At its core, City of Steam is closer to an ARPG than a traditional MMO, and that means you’ll be repeating content quite a bit in the search for more loot. Each hub area you come across has a number of dungeons, each of which carries the standard level which is used for many of your traditional quests and daily offerings. Each dungeon also carries two additional challenge versions that can be completed for extra rewards and involve tasks like killing a certain number of a certain monster, destroying objects, or opening chests. Quests are what you would expect from an mmo: killing things, collecting things, and talking to NPCs.

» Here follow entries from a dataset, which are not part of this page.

PR #29, opened 2026-06-21
[Hackathon] feat(auth): implement (Problem 4) delegatable capability tokens with cascading revocation 

anshuS1310:
## Overview

I implemented Macaroon-style delegatable capability tokens for the auth layer (Problem 4).

Basically, the old JWT-only setup was pretty static — there was no way to delegate a token to another agent with fewer permissions than you have, and if you revoked a parent token there was no way for that to automatically kill off any child tokens that came from it.

This PR adds a `delegatable` auth plugin that handles delegation chains, scope narrowing, and cascading revocation, all offline (no central DB needed).

**Persona:** writing this from more of an applied-crypto angle — I care less about "trust me it's secure" and more about being able to point at a specific attack and say exactly which check stops it.

Thanks for the review on v1, really helpful. Fixed all 4 points below + rebased onto main.

## What changed since the last review

- **`Auth.verify()` doesn't break anything anymore.** Made `presenter` an optional kwarg (`presenter: AgentId | None = None`) instead of a required positional arg. So old code calling `verify(token)` still just works — if you don't pass a presenter it just skips that check. Because of this I didn't even need to touch the 3 existing JWT tests anymore, so that diff basically disappeared.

Although City of Steam throws you a lot of items that have no purpose other than stating in their description “sell me to a vendor,” the game makes excellent use of worthless equipment. Any weapons or armor you find can be salvaged into scrap metal, which can be used to upgrade your equipped items, leading me into my second favorite thing about City of Steam: Meaningful upgrades. My pistol, for instance, was able to be upgraded three times, bringing its damage rating from 9-14 all the way up to 24-37. Unlike many other games, City of Steam gives you a reason to keep your items for a good long time, essentially using the garbage you find along the way to add to the life span of the stuff you have equipped. It seems like a small part of the game from the outside, but the idea of your gear sticking with you longer than any other game would have it forms a deeper relationship between the player and their avatar.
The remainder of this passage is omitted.